*** The input ***

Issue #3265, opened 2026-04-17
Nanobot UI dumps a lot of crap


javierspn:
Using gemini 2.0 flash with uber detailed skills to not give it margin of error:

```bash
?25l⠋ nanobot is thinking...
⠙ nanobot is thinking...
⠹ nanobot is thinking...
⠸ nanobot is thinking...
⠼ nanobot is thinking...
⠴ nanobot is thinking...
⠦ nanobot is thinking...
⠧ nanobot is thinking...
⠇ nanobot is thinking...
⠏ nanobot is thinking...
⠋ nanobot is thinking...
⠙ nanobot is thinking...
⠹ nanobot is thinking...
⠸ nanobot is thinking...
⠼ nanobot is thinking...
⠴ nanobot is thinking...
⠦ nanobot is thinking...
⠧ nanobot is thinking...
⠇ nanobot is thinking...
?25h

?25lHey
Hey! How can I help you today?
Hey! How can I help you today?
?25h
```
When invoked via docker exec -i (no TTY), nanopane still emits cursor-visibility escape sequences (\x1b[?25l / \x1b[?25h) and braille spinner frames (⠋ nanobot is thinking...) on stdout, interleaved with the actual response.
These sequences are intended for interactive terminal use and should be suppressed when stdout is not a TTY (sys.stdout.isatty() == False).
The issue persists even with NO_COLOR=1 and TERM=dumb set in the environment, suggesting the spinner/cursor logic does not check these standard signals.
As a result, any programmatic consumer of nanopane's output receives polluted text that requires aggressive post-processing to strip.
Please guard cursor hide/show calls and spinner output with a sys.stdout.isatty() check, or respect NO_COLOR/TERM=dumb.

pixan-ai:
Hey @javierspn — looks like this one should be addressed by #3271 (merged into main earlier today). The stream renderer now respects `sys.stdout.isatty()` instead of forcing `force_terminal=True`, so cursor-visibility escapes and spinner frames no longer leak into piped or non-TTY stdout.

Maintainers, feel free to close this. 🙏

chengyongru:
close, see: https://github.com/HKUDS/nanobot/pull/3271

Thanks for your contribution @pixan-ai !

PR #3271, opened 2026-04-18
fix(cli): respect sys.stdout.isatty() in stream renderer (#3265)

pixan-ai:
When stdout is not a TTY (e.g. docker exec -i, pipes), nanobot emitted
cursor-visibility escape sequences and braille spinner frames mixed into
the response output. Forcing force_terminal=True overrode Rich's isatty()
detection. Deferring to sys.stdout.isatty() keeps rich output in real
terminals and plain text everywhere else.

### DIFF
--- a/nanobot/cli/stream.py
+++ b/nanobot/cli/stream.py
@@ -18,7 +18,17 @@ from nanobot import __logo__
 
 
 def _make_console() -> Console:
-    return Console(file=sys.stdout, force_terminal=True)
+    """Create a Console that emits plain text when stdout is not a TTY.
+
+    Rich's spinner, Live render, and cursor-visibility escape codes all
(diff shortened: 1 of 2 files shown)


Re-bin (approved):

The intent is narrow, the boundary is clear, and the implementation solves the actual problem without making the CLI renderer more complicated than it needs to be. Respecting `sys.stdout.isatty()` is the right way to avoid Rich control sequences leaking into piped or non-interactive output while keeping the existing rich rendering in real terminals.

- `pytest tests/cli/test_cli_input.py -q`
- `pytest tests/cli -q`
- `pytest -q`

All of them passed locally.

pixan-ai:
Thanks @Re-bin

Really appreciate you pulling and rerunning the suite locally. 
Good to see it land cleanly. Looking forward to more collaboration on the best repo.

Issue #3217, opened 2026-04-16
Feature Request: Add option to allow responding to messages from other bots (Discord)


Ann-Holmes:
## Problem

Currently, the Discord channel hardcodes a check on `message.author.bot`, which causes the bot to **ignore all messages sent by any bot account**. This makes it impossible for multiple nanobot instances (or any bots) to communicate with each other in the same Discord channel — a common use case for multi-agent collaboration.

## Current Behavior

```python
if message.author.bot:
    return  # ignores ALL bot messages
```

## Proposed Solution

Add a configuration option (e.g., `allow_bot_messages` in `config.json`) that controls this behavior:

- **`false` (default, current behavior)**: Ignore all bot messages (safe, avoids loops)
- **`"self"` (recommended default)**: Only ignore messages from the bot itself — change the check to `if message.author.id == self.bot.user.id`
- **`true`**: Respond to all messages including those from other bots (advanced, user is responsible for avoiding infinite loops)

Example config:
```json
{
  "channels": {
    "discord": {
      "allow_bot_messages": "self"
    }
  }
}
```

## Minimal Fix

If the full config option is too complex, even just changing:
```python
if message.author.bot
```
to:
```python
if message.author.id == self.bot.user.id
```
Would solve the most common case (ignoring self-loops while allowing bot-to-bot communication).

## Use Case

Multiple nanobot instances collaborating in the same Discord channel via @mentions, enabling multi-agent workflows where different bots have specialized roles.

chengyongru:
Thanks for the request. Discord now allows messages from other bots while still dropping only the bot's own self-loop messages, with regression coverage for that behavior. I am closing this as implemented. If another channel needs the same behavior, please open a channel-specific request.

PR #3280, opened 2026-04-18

*** End of The input ***

Problem details -> Copy out each line above, character for character.

Output ->
Issue #3265, opened 2026-04-17
Nanobot UI dumps a lot of crap


javierspn:
Using gemini 2.0 flash with uber detailed skills to not give it margin of error:

```bash
?25l⠋ nanobot is thinking...
⠙ nanobot is thinking...
⠹ nanobot is thinking...
⠸ nanobot is thinking...
⠼ nanobot is thinking...
⠴ nanobot is thinking...
⠦ nanobot is thinking...
⠧ nanobot is thinking...
⠇ nanobot is thinking...
⠏ nanobot is thinking...
⠋ nanobot is thinking...
⠙ nanobot is thinking...
⠹ nanobot is thinking...
⠸ nanobot is thinking...
⠼ nanobot is thinking...
⠴ nanobot is thinking...
⠦ nanobot is thinking...
⠧ nanobot is thinking...
⠇ nanobot is thinking...
?25h

?25lHey
Hey! How can I help you today?
Hey! How can I help you today?
?25h
```
When invoked via docker exec -i (no TTY), nanopane still emits cursor-visibility escape sequences (\x1b[?25l / \x1b[?25h) and braille spinner frames (⠋ nanobot is thinking...) on stdout, interleaved with the actual response.
These sequences are intended for interactive terminal use and should be suppressed when stdout is not a TTY (sys.stdout.isatty() == False).
The issue persists even with NO_COLOR=1 and TERM=dumb set in the environment, suggesting the spinner/cursor logic does not check these standard signals.
As a result, any programmatic consumer of nanopane's output receives polluted text that requires aggressive post-processing to strip.
Please guard cursor hide/show calls and spinner output with a sys.stdout.isatty() check, or respect NO_COLOR/TERM=dumb.

pixan-ai:
Hey @javierspn — looks like this one should be addressed by #3271 (merged into main earlier today). The stream renderer now respects `sys.stdout.isatty()` instead of forcing `force_terminal=True`, so cursor-visibility escapes and spinner frames no longer leak into piped or non-TTY stdout.

Maintainers, feel free to close this. 🙏

chengyongru:
close, see: https://github.com/HKUDS/nanobot/pull/3271

Thanks for your contribution @pixan-ai !

PR #3271, opened 2026-04-18
fix(cli): respect sys.stdout.isatty() in stream renderer (#3265)

pixan-ai:
When stdout is not a TTY (e.g. docker exec -i, pipes), nanobot emitted
cursor-visibility escape sequences and braille spinner frames mixed into
the response output. Forcing force_terminal=True overrode Rich's isatty()
detection. Deferring to sys.stdout.isatty() keeps rich output in real
terminals and plain text everywhere else.

### DIFF
--- a/nanobot/cli/stream.py
+++ b/nanobot/cli/stream.py
@@ -18,7 +18,17 @@ from nanobot import __logo__
 
 
 def _make_console() -> Console:
-    return Console(file=sys.stdout, force_terminal=True)
+    """Create a Console that emits plain text when stdout is not a TTY.
+
+    Rich's spinner, Live render, and cursor-visibility escape codes all
(diff shortened: 1 of 2 files shown)


Re-bin (approved):

The intent is narrow, the boundary is clear, and the implementation solves the actual problem without making the CLI renderer more complicated than it needs to be. Respecting `sys.stdout.isatty()` is the right way to avoid Rich control sequences leaking into piped or non-interactive output while keeping the existing rich rendering in real terminals.

- `pytest tests/cli/test_cli_input.py -q`
- `pytest tests/cli -q`
- `pytest -q`

All of them passed locally.

pixan-ai:
Thanks @Re-bin

Really appreciate you pulling and rerunning the suite locally. 
Good to see it land cleanly. Looking forward to more collaboration on the best repo.

Issue #3217, opened 2026-04-16
Feature Request: Add option to allow responding to messages from other bots (Discord)


Ann-Holmes:
## Problem

Currently, the Discord channel hardcodes a check on `message.author.bot`, which causes the bot to **ignore all messages sent by any bot account**. This makes it impossible for multiple nanobot instances (or any bots) to communicate with each other in the same Discord channel — a common use case for multi-agent collaboration.

## Current Behavior

```python
if message.author.bot:
    return  # ignores ALL bot messages
```

## Proposed Solution

Add a configuration option (e.g., `allow_bot_messages` in `config.json`) that controls this behavior:

- **`false` (default, current behavior)**: Ignore all bot messages (safe, avoids loops)
- **`"self"` (recommended default)**: Only ignore messages from the bot itself — change the check to `if message.author.id == self.bot.user.id`
- **`true`**: Respond to all messages including those from other bots (advanced, user is responsible for avoiding infinite loops)

Example config:
```json
{
  "channels": {
    "discord": {
      "allow_bot_messages": "self"
    }
  }
}
```

## Minimal Fix

If the full config option is too complex, even just changing:
```python
if message.author.bot
```
to:
```python
if message.author.id == self.bot.user.id
```
Would solve the most common case (ignoring self-loops while allowing bot-to-bot communication).

## Use Case

Multiple nanobot instances collaborating in the same Discord channel via @mentions, enabling multi-agent workflows where different bots have specialized roles.

chengyongru:
Thanks for the request. Discord now allows messages from other bots while still dropping only the bot's own self-loop messages, with regression coverage for that behavior. I am closing this as implemented. If another channel needs the same behavior, please open a channel-specific request.

PR #3280, opened 2026-04-18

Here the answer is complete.